Friday, February 6, 2009

Koshi Tappu Wildlife reserve

Koshi Tappu Wildlife reserve
Koshi Tappu Wildlife reserve is a wetland situated in the flood plains of the Sapta-Koshi River in Nepal's Eastern Terai. Gazette-notified as a wild life reserve in 1976, it covers a reserve area of 175 km2 (68 sq mi) and is one of the Outstanding Important Bird Areas in the Indo-Gangetic grasslands. The park has large population of Swamp Francolin, breeding Bristled Grass-warbler, records of White-throated Bushchat and Finn's Weaver. The Koshi river forms the major landmark of the reserve and is home to 80 fish species, around 441 species of birds, 30 shore birds, 114 water birds, 20 ducks and 2 ibises. The endangered swamp partridge and Bengal florican are also found here. The Koshi Barrage is an extremely important resting-place for migratory birds (87 nos winter visitors). In view of its rich biodiversity it was declared a Ramsar site of international significance in 1987. The endangered Gharial crocodile and Gangetic dolphin locally known as sons in Bihar and a further endangered species (freshwater dolphin) have been recorded in the river.

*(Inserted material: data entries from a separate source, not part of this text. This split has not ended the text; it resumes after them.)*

Issue #1563, opened 2026-02-22
Reduce anchor icon size in packages


alexdln:
We need to reduce the size of the anchor icon in package headers. I think a font-size of ~0.8 would be a good idea.

_Feel free to experiment and check on different heading levels_

https://npmx.dev/package/nuxt
<img width="376" height="104" alt="Image" src="https://github.com/user-attachments/assets/31c422e0-fbdc-4209-8321-22c553656ad3" />

PR #1566, opened 2026-02-22
fix(ui): reduce size of link icon

radosvet93:
Fixes: https://github.com/npmx-dev/npmx.dev/issues/1563

image

### DIFF
--- a/app/components/Readme.vue
+++ b/app/components/Readme.vue
@@ -154,11 +154,11 @@ function handleClick(event: MouseEvent) {
   /* I don't know what kind of sorcery this is, but it ensures this icon can't wrap to a new line on its own. */
   content: '__';
   @apply inline i-lucide:link rtl-flip ms-1 opacity-0;
+  font-size: 0.75em;
 }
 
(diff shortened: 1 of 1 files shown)


app/components/Readme.vue
```diff
@@ -158,6 +158,7 @@ function handleClick(event: MouseEvent) {
 
 .readme :deep(a[href^='#']:hover::after) {
   @apply opacity-100;
+  font-size: 0.75em;
```
danielroe: I think this should be set not just on hover, but in general on the `::after` pseudo element

also a question: do we need to add some padding to increase tap target?

radosvet93: Ahh, yes, it should be on the `::after`!

Hmm, the whole heading is the tap target, so I don't think it needs padding in that case, unless we want to add functionality to copy to clipboard only when the icon is clicked, then probably it's good to have a bigger tap target specifically for the icon

danielroe: good point!

PR #1567, opened 2026-02-22
chore: add minor effect for home search input

alexdln:
### 🧭 Context

_Experimenting_

### DIFF
--- a/app/pages/index.vue
+++ b/app/pages/index.vue
@@ -100,7 +100,7 @@ function onMouseMove(event: MouseEvent) {
                     :placeholder="$t('search.placeholder')"
                     no-correct
                     size="large"
-                    class="w-full ps-8 pe-24"
+                    class="w-full ps-8 pe-24 bg-bg-subtle/90! backdrop-blur-sm"
                     @focus="isSearchFocused = true"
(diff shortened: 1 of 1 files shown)


app/pages/index.vue
```diff
@@ -24,6 +25,16 @@ defineOgImageComponent('Default', {
...
+
+function onMouseMove(event: MouseEvent) {
+  const inputWrapper = inputWrapperRef.value
+  if (!inputWrapper) return
+  const rect = inputWrapper.getBoundingClientRect()
+  const x = event.clientX - rect.left
+  const y = event.clientY - rect.top
+  inputWrapper.style.setProperty('--mouse-x', `${x}px`)
+  inputWrapper.style.setProperty('--mouse-y', `${y}px`)
+}
```
OrbisK, line 37: FYI: https://vueuse.org/core/useMouseInElement/#usemouseinelement has `elementX` and `elementY`

(+https://vueuse.org/core/useCssVar/#usecssvar to bind the cssvar)

alexdln: And I even touched this somewhere. Thanks for the tip ❤️

Let's see if we need this effect and if so I'll update it then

The last surviving population of wild buffalo or arna in Nepal is found in the reserve (number at present is estimated to be 150). The reserve is a habitat of 20 other animal species such as hog deer, spotted deer, wild boar, blue bull and rock python.
The vegetation mainly includes tall khar-pater grasslands with a few patches of khair-sissoo scrub forest and deciduous mixed riverine forest.

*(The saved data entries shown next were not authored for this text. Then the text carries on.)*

Issue #1534, opened 2026-02-17
Linking to specific version of package returns 404


dkazmer:
Linking the following URL from Bluesky yields 404 error and the weird transformed URL thereafter.
https://npmx.dev/package/obsidium/v/3.1
https://npmx.dev/package/[name]/v/[version]-isr

npmx has a lot of flaws and they've blocked me there because I dared to expose them (even constructively).
I'll probably go back to using regular npmjs.com

mikouaji:
Looks like a ISR regression, npmx tries to cache very aggressively so its possible with working on it this issue was introduced. Thanks for reporting.

danielroe:
the issue here is that 3.1 is not a valid version.

you can use `https://npmx.dev/package/obsidium/v/^3.1`

we should probably improve the error you get when you link to an invalid/incomplete version (or redirect to a valid one)

> npmx has a lot of flaws and they've blocked me there because I dared to expose them (even constructively).

no idea what you're talking about but we very much welcome the reporting of bugs 🙂

dkazmer:
@mikouaji thanks. Yeah, I noticed the aggressive caching. I have to open up dev tools and then refresh the browser to load the new data.

@danielroe 
> no idea what you're talking about

I'm sure you don't but nonetheless...
The error message could include a note about proper version URLs (with the little cap), or better yet, just cache the same way as npmjs.com

danielroe:
this isn't related to caching

danielroe:
you can see npm doesn't work either, because it is an invalid version:

https://www.npmjs.com/package/obsidium/v/3.1

dkazmer:
Test links for comparison
https://www.npmjs.com/package/obsidium/v/3.1.0
https://npmx.dev/package/obsidium/v/3.1.0

dkazmer:
@danielroe the first in above test works as expected, while the second doesn't..
Test w/ cap: https://npmx.dev/package/obsidium/v/^3.1
This one kinda works, but omits the README

alex-key:
Some more details for reproduction:

- Go to https://npmx.dev/package/obsidium
- Click `3.1.0` (latest version)
- See URL is correct (https://npmx.dev/package/obsidium/v/3.1.0)
- Refresh the page
- Url is broken, page is broken

I will try to investigate. It should be some incorrect logic with redirection for the latest version (where `"package/{name}"` and `"package/{name}/v/{latest}"` should be the same)

alex-key:
[...]

Issue #1530, opened 2026-02-16
"500 - Internal server error" as a title?


wojtekmaj:
https://npmx.dev/package/vite-plus/v/0.0.1

<img width="1146" height="737" alt="Image" src="https://github.com/user-attachments/assets/defd75dc-f16b-4d92-b9fa-cfe372ced065" />

rzzf:
This seems to be caused by the same issue as #1483.

Issue #1267, opened 2026-02-09
Page loads with blank layout


sybers:
When loading with hard refresh (Cmd+shift+R) the page is "empty", happens not that often (I'd say 10% of the time).

Happened to me with latest Chrome version on the [vitest package page](https://npmx.dev/package/vitest).

<img width="1181" height="1065" alt="Image" src="https://github.com/user-attachments/assets/5c703e29-55fe-4801-ac41-a0bc038fccad" />

Issue #1266, opened 2026-02-09
Page loads but page title indicates : "500 Internal Server Error"


sybers:
Sometimes the page loads correctly but the page title is "500 Internal Server Error".

Happened to me on the [vite package page](https://npmx.dev/package/vite) on the current production version.

<img width="989" height="801" alt="Image" src="https://github.com/user-attachments/assets/d76577fb-e3fe-4416-b0b9-df9a56d564ae" />

PR #1575, opened 2026-02-22
fix: refactor routing to fix errors

### LINKED ISSUE #1558: Hydration mismatch on package pages
Image

alexdln:
### 🔗 Linked issue

Resolves #1558 #1530 #1534 #1267 #1266 #1194

### 🧭 Context

* Version pages almost always displayed a 500 - server error as the title;
* Version pages often failed to load, with a redirect to segmentPath in half the cases;
* In many cases, the readme didn't appear, or the content disappeared after hydration.

From the [initial research](https://github.com/npmx-dev/npmx.dev/issues/1534#issuecomment-3941287347):
* Server always sees the wrong path for version pages. But sometimes it returns a blank page, and once on the client, it manages to work correctly and displays the page as expected
* Sometimes it redirects immediately, apparently on the client. That is, the request path is correct, but the response immediately shows that the path is segmented, not injected parameters
* Definitely server routing issue. But when there's a trailingSlash at the end of the path, the problem doesn't reproduce (https://npmxdev-git-fork-alexdln-chore-test-route-overriting-npmx.vercel.app/package/obsidium/v/3.1.0/)
* But if we enable trailingSlash in the vercel settings, then for versions it will always redirect to a page without it (?!)
* It seems to redirect when we request for the version failed for some reason (f.e. rate limit). That is, if our request failed, we get a server error and a redirect. And if it somehow went through, we get a blank page from server, since the [name] package doesn't exist and then we trying to load it client-side

### 📚 Description

* Rewrote the version loading logic, as the previous variant often lost data from server and failed to load on the client;
* Enabled trailingSlash - without it, navigation errors in Nitro often occur
  - Enabled it via the internal middleware, as the Vercel setting often didn't work as expected. And the nuxt.config setting didn't work at all
* Removed certain settings in nuxt.config for payload paths. They aren't rendered independently of the HTML, but they could be cached. This caused mismatches, and when the initial payload was returned, an additional hydration error occurred

Some prefetch requests now return an 404 error - this isn't a degradation; it's just that previously, in the event of a failure, a fallback was returned with an empty object that could be cached and processed. Now the behavior is more correct.

🤞🤞🤞

### DIFF
--- a/nuxt.config.ts
+++ b/nuxt.config.ts
@@ -135,10 +135,6 @@ export default defineNuxtConfig({
       },
     },
     // pages
-    '/package/:name': getISRConfig(60),
-    '/package/:name/v/:version': getISRConfig(3600),
-    '/package/:org/:name': getISRConfig(60),
-    '/package/:org/:name/v/:version': getISRConfig(3600),
     '/package/:name/': getISRConfig(60),
     '/package/:name/v/:version/': getISRConfig(3600),
     '/package/:org/:name/': getISRConfig(60),


alexdln:
I was so close to the cause, but I chose the wrong conclusion.

It turns out the trailing slash only worked because ISR is strict about it, so pages with slashes were essentially ignored by nitro. And as a result, I mostly solved the problems that had been added because of this

The problem is rather that our condition for isr was incomplete (again due to strictness)

reopened #1604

During the monsoon, the reserve is flooded with depths ranging from 10 to 300 cm (3.9 to 120 in). Birdwatching along the eastern embankment at dusk and dawn is one of the most exciting tourist attractions in the reserve. Gangetic River Dolphin, locally known as sons in Bihar, is an endangered species (freshwater dolphin).

The Kosi is known as the “Sorrow of Bihar”when it flows from Nepal to India, as it has caused widespread human suffering in the past through flooding and very frequent changes in course.
The Koshi has an average water flow (discharge) of 1 564 m³/s or 55,000 cu ft/s. During floods, it increases to as much as 18 times the average. The greatest recorded flood was 24,200 m³/s (850,000 cu ft/s) on 24 August 1954. The Kosi Barrage has been designed for a peak flood of 27,014 m³/s (954,000 cu ft/s)(2).
Owing to extensive soil erosion and landslides in its upper catchment by factors both natural and human, the silt yield of the Kosi is about 19 m³/ha/year (10 cu yd/acre/yr), one of the highest in the world. (2). The Arun, with its origins in Tibet, brings the greatest amount of coarse silt in proportion to its total sediment load. The river is able to transport its heavy sediment load down the steep gradients and narrow gorges in the mountains and foothills, but on the plains beyond Chatra where slopes are flatter the sediment load is deposited in an immense alluvial fan that has grown to an area of about 15 000 km². This fan extends some 180 km from its apex where it leaves the foothills, across the international border into Bihar state and on to the Ganges. Instead of a single well-defined channel, the river has numerous interlacing channels that shift laterally over the fan from time to time. Without sufficient channelisation, floods spread out very widely. The record flow of 24 200 m³/s is equivalent to water a meter deep and more than 24 kilometers wide, flowing down the slight slope of the alluvial fan at one meter per second.
The Kosi's alluvial fan has fertile soil and abundant groundwater in a part of the world where agricultural land is in acutely limited supply in relation to population. Subsistence farmers must balance the threat of starvation with that of floods. As a result, the flood-prone area is densely populated and subject to heavy loss of life. Floods have caused the Kosi to be called the “River of Sorrow”{3). It contributes disproportionately to India having more deaths in floods than any other country except Bangladesh.